**BRIEF**
Below are some records; quote exactly the lines from the one that contains "MichaelBaj, line 67: You" through the one that contains "MichaelBaj, line 82: @jacobdionne", inclusive, and no others.

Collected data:

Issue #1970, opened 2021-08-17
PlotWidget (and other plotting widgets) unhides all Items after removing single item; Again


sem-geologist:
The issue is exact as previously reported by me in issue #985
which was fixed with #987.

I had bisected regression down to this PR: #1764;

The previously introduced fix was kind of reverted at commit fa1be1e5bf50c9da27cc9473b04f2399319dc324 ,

==

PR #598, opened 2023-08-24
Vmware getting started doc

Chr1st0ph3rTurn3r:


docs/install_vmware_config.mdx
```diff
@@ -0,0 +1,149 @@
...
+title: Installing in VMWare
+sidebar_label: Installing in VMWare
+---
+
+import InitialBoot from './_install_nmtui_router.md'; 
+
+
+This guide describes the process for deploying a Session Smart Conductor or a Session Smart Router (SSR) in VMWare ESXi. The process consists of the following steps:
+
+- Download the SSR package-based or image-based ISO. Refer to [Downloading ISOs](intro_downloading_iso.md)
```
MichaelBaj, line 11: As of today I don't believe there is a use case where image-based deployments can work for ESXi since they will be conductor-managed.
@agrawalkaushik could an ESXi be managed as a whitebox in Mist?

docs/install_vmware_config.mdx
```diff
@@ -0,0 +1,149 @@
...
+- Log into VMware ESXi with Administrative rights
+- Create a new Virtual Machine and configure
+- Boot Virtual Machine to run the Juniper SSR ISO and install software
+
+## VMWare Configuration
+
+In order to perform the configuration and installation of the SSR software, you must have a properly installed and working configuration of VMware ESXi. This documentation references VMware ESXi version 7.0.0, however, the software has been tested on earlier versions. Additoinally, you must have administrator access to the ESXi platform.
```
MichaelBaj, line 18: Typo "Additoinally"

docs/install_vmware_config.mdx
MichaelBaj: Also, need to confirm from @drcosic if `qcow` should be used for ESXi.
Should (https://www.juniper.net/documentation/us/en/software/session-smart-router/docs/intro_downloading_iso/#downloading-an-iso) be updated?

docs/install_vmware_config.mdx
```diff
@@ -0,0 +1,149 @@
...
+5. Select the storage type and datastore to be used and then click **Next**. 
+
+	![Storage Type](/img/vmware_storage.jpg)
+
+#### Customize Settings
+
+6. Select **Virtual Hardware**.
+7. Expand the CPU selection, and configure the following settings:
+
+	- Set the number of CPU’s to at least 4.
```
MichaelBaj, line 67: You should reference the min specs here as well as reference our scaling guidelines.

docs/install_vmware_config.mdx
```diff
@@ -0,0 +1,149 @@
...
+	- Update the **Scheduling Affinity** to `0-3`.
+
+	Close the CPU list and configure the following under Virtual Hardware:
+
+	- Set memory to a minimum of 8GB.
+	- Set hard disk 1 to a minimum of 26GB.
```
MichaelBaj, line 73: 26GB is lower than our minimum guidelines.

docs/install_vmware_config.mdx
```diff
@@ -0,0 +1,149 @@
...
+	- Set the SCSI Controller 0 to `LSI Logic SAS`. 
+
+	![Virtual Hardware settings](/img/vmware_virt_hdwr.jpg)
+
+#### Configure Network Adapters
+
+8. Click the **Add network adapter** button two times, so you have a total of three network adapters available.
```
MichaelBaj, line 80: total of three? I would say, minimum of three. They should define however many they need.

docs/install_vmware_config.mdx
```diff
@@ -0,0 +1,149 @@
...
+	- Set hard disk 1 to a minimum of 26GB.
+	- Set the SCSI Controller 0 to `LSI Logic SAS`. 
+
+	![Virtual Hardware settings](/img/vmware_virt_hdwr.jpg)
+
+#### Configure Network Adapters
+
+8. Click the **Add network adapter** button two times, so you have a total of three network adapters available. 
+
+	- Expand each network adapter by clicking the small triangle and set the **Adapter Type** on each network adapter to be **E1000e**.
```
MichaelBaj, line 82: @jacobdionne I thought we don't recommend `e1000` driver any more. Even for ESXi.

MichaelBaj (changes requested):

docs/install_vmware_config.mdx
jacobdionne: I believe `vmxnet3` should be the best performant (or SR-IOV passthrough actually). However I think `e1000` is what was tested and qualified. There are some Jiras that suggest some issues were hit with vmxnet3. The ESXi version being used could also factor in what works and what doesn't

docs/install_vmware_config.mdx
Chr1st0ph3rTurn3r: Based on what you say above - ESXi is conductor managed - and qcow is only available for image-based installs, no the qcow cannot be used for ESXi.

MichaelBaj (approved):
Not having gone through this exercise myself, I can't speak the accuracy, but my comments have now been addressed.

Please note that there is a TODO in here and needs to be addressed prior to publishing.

**WRITTEN SOLUTION**
MichaelBaj, line 67: You should reference the min specs here as well as reference our scaling guidelines.

docs/install_vmware_config.mdx
```diff
@@ -0,0 +1,149 @@
...
+	- Update the **Scheduling Affinity** to `0-3`.
+
+	Close the CPU list and configure the following under Virtual Hardware:
+
+	- Set memory to a minimum of 8GB.
+	- Set hard disk 1 to a minimum of 26GB.
```
MichaelBaj, line 73: 26GB is lower than our minimum guidelines.

docs/install_vmware_config.mdx
```diff
@@ -0,0 +1,149 @@
...
+	- Set the SCSI Controller 0 to `LSI Logic SAS`. 
+
+	![Virtual Hardware settings](/img/vmware_virt_hdwr.jpg)
+
+#### Configure Network Adapters
+
+8. Click the **Add network adapter** button two times, so you have a total of three network adapters available.
```
MichaelBaj, line 80: total of three? I would say, minimum of three. They should define however many they need.

docs/install_vmware_config.mdx
```diff
@@ -0,0 +1,149 @@
...
+	- Set hard disk 1 to a minimum of 26GB.
+	- Set the SCSI Controller 0 to `LSI Logic SAS`. 
+
+	![Virtual Hardware settings](/img/vmware_virt_hdwr.jpg)
+
+#### Configure Network Adapters
+
+8. Click the **Add network adapter** button two times, so you have a total of three network adapters available. 
+
+	- Expand each network adapter by clicking the small triangle and set the **Adapter Type** on each network adapter to be **E1000e**.
```
MichaelBaj, line 82: @jacobdionne I thought we don't recommend `e1000` driver any more. Even for ESXi.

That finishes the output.